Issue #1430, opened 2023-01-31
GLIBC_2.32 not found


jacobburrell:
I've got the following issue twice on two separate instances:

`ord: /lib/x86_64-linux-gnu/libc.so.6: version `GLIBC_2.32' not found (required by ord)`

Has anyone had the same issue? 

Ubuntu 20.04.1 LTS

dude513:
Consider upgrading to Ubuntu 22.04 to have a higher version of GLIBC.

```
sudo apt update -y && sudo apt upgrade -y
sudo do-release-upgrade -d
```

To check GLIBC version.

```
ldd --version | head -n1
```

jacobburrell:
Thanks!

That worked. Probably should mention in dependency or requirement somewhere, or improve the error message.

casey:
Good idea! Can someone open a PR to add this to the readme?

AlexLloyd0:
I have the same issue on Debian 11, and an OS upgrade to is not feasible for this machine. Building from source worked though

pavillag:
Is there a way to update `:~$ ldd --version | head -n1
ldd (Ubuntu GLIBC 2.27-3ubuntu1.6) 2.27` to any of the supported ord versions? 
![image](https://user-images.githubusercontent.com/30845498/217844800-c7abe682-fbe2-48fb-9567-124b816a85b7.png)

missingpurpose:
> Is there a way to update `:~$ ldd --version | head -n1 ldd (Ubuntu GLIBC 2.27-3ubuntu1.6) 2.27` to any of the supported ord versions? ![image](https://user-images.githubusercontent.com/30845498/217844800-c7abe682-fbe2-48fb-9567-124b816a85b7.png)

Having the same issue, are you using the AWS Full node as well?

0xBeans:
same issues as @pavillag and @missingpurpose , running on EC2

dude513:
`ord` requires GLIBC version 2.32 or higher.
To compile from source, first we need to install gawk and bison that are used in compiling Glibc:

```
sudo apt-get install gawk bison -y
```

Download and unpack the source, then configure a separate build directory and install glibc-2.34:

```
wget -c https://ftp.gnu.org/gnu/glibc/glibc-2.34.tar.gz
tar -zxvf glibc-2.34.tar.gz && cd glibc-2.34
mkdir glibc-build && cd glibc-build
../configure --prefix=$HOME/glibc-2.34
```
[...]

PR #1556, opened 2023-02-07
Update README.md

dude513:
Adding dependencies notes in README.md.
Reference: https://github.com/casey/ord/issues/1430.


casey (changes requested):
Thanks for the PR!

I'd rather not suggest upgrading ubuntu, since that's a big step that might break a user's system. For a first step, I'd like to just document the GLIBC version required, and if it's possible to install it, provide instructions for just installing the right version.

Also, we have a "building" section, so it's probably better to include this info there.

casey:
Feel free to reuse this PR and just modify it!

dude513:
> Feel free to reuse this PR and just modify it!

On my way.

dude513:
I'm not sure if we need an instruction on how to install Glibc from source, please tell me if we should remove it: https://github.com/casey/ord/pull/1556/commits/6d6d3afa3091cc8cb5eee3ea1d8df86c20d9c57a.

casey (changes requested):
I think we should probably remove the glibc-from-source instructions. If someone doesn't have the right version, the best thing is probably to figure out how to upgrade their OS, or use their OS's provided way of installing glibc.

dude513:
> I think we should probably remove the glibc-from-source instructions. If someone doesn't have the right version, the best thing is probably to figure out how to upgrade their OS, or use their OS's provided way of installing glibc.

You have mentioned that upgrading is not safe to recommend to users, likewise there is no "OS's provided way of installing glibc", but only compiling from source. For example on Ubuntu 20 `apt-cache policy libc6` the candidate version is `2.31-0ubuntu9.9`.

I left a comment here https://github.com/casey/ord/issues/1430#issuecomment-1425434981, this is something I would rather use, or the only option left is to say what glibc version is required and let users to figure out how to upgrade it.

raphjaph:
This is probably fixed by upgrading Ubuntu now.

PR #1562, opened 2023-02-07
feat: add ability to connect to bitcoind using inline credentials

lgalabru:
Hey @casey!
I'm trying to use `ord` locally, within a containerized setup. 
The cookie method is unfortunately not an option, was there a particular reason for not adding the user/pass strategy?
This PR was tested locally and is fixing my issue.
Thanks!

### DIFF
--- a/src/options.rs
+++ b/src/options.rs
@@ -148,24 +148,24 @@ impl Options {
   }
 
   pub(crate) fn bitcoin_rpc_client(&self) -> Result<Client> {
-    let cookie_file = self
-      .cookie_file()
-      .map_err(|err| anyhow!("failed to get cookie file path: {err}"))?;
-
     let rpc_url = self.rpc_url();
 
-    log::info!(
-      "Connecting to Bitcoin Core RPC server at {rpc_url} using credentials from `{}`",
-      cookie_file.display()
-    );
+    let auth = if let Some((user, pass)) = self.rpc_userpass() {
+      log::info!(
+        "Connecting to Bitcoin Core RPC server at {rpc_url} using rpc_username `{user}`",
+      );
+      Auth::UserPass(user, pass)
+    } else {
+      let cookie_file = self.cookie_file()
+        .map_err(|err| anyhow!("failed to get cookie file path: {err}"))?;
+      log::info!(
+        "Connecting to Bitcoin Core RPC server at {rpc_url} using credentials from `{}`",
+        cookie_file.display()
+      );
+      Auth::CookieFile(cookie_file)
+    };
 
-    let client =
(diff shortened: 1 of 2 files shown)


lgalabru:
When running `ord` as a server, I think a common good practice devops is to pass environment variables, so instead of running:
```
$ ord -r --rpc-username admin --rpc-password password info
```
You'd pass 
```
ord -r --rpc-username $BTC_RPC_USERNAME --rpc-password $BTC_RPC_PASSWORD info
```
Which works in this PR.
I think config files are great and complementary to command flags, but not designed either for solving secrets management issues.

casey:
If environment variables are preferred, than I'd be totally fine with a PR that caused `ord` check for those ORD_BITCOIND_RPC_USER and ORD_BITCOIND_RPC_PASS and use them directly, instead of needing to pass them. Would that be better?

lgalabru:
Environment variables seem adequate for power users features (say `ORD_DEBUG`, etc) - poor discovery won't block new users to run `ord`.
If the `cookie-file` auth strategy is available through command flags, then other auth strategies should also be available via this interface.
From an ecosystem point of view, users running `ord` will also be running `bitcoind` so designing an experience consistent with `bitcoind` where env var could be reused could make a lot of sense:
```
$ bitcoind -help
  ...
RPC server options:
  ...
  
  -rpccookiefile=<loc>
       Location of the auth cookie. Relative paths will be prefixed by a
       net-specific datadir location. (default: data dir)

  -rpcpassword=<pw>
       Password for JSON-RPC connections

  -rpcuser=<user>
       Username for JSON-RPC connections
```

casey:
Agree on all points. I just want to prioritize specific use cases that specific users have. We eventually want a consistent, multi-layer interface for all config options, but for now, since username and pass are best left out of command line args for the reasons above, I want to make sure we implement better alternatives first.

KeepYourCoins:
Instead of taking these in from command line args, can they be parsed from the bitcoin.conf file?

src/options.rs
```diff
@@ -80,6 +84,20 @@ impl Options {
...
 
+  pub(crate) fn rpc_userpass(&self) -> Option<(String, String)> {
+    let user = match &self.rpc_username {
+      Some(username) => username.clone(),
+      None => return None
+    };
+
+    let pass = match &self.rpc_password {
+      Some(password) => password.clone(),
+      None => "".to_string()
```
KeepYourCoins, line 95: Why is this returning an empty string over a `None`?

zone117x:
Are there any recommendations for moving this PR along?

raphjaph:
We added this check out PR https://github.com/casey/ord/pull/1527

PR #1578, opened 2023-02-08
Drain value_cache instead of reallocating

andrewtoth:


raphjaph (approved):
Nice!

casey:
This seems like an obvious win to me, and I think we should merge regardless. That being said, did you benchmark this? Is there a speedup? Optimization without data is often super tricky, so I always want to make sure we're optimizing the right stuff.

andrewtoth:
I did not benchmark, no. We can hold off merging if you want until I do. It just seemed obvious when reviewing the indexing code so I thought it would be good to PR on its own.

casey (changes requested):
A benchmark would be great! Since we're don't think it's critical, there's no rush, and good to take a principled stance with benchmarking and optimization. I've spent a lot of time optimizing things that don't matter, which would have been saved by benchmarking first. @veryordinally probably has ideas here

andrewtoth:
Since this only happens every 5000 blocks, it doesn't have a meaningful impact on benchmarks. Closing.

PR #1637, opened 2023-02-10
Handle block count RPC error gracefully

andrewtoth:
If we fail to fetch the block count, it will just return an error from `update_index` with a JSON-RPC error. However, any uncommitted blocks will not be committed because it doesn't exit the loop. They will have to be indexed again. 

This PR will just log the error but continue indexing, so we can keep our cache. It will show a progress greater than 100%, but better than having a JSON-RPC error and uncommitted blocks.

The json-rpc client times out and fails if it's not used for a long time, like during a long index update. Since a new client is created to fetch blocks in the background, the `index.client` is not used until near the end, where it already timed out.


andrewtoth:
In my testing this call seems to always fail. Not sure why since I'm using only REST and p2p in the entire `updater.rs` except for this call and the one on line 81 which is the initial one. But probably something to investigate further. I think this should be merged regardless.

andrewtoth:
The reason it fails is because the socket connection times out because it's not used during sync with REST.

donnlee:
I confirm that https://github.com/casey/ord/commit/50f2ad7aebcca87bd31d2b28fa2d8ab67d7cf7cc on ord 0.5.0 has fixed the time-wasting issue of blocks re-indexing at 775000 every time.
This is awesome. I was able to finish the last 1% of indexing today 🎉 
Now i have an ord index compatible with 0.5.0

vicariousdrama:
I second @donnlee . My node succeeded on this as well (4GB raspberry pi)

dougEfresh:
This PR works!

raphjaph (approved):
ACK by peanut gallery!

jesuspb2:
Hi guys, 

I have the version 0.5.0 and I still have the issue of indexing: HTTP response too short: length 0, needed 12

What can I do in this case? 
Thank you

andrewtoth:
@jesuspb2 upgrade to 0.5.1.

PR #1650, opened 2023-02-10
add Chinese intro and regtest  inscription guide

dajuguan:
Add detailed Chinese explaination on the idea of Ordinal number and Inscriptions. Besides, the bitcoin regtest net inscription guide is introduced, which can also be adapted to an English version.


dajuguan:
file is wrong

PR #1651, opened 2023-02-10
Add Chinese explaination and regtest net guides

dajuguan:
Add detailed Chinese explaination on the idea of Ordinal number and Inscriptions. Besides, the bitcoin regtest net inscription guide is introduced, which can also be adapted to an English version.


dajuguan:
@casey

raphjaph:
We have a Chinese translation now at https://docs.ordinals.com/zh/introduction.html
---
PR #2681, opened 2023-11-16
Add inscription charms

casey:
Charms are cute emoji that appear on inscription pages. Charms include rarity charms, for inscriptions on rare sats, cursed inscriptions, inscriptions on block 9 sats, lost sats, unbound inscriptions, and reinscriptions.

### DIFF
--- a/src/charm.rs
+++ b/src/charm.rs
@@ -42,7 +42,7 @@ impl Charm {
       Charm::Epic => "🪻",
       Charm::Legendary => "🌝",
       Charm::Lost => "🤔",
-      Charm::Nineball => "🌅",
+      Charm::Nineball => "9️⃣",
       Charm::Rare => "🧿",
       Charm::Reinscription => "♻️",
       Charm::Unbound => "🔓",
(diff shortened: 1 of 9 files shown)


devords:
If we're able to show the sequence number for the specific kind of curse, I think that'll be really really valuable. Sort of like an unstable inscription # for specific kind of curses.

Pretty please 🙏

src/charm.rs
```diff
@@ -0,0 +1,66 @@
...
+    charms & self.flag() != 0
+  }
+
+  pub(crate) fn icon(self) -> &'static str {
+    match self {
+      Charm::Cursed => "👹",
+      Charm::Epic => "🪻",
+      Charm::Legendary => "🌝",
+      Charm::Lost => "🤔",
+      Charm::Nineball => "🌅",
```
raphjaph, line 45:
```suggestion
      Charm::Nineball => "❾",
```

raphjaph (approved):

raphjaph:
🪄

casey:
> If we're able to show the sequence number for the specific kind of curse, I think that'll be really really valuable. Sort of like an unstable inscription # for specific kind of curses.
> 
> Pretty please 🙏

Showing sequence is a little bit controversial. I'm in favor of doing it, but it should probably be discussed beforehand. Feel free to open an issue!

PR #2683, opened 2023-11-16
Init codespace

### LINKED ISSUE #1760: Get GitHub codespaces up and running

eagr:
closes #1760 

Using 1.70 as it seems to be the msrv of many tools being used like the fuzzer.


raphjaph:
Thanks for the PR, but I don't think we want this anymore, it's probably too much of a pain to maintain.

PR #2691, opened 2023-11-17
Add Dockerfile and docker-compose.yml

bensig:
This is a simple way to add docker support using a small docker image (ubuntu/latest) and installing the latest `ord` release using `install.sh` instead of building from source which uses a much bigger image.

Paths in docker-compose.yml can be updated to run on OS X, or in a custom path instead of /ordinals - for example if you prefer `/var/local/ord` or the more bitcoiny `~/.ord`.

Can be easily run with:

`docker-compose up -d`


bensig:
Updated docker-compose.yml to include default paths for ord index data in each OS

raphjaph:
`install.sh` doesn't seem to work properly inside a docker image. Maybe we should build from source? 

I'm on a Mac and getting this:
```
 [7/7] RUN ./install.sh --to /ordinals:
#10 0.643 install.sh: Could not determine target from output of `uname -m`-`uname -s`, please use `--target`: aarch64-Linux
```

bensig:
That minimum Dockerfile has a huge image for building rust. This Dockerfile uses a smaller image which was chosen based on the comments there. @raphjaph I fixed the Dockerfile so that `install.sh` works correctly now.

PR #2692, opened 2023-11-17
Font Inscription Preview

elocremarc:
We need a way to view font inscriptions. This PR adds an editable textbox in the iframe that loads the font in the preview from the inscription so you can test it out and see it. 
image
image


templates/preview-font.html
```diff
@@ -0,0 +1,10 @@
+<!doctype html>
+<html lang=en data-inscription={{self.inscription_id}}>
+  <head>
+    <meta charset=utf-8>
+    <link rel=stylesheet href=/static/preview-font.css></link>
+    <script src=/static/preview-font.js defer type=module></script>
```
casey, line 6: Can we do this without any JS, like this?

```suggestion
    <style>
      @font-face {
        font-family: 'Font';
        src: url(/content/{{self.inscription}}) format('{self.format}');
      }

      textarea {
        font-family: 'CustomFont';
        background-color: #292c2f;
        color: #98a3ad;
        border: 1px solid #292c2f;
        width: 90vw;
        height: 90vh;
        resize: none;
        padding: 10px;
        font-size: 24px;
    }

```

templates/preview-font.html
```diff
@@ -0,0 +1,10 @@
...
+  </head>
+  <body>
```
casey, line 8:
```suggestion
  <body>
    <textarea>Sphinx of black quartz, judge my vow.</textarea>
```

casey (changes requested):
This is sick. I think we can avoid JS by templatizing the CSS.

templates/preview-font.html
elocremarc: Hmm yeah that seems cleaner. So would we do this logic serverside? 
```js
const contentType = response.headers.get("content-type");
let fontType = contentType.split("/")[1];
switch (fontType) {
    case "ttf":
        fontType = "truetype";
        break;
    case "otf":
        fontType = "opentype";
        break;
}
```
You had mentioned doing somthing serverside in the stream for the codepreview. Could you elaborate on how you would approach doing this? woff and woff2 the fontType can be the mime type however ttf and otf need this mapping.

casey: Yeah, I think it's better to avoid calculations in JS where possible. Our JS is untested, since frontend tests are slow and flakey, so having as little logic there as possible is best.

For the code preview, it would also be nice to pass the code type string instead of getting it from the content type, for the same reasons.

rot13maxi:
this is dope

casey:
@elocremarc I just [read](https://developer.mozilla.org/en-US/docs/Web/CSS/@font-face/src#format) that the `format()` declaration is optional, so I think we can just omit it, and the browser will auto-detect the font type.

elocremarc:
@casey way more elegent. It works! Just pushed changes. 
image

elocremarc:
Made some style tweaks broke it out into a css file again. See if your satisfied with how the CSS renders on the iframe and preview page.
---
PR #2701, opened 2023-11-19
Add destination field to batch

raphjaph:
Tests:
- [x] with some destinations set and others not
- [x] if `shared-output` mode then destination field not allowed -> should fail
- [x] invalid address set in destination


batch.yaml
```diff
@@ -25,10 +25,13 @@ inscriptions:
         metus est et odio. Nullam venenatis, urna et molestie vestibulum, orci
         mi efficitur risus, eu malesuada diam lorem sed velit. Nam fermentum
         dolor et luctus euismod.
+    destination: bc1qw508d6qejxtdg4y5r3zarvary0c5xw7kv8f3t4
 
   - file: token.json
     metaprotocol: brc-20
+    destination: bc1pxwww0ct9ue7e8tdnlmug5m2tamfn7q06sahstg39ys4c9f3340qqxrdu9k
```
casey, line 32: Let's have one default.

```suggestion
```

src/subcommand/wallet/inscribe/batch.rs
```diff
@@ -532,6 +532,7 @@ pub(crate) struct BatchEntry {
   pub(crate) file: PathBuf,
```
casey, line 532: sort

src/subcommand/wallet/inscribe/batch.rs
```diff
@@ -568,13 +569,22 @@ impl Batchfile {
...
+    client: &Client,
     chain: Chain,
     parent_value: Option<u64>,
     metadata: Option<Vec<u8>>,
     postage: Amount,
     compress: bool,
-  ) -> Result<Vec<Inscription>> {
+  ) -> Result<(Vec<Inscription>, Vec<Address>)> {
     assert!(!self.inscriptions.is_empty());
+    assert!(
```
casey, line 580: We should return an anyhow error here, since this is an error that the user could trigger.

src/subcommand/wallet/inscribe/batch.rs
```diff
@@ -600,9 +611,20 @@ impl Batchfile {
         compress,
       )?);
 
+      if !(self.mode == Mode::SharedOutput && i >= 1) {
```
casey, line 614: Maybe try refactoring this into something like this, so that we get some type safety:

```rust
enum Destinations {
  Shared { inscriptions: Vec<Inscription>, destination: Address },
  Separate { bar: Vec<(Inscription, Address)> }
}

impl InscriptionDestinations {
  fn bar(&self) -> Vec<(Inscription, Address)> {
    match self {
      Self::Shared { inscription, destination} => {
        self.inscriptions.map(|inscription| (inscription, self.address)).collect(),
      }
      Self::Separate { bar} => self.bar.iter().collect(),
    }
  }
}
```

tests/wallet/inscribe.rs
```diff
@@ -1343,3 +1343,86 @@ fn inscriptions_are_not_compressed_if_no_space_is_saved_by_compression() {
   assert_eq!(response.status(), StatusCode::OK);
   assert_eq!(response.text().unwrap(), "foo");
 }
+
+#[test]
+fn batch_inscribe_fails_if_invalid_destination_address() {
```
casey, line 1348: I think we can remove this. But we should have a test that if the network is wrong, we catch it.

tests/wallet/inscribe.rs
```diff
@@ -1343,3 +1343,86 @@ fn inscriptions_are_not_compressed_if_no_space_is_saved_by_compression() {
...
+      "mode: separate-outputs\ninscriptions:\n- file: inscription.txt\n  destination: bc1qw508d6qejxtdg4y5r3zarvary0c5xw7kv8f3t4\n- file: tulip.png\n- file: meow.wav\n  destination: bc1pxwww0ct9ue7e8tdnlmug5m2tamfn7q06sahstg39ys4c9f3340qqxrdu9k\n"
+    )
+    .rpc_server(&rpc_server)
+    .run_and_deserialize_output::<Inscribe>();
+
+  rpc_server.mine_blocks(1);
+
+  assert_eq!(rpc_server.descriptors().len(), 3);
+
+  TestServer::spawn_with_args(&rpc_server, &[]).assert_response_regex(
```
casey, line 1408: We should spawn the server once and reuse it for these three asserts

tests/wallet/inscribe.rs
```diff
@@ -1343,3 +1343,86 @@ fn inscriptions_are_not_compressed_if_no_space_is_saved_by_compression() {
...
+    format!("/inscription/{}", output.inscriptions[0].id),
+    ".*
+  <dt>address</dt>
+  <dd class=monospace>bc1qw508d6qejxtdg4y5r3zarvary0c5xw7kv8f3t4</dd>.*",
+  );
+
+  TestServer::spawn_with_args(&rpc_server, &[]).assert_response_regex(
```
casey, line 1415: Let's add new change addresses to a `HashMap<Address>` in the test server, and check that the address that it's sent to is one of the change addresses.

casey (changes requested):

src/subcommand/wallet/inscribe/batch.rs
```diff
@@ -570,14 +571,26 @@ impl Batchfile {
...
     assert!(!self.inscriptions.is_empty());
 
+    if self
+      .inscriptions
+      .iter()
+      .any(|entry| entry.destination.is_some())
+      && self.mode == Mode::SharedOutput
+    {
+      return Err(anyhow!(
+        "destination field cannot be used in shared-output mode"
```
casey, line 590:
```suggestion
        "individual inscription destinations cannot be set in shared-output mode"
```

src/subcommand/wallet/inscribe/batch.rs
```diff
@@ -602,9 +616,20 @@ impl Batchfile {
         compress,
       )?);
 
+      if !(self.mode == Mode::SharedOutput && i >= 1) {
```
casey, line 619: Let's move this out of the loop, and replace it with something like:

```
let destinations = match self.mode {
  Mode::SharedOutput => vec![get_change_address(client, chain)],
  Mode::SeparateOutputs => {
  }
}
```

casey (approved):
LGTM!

What to do =>
Where a line of the data above includes the string "fontType", pull it out.

Answer to the problem =>
let fontType = contentType.split("/")[1];
switch (fontType) {
        fontType = "truetype";
        fontType = "opentype";
You had mentioned doing somthing serverside in the stream for the codepreview. Could you elaborate on how you would approach doing this? woff and woff2 the fontType can be the mime type however ttf and otf need this mapping.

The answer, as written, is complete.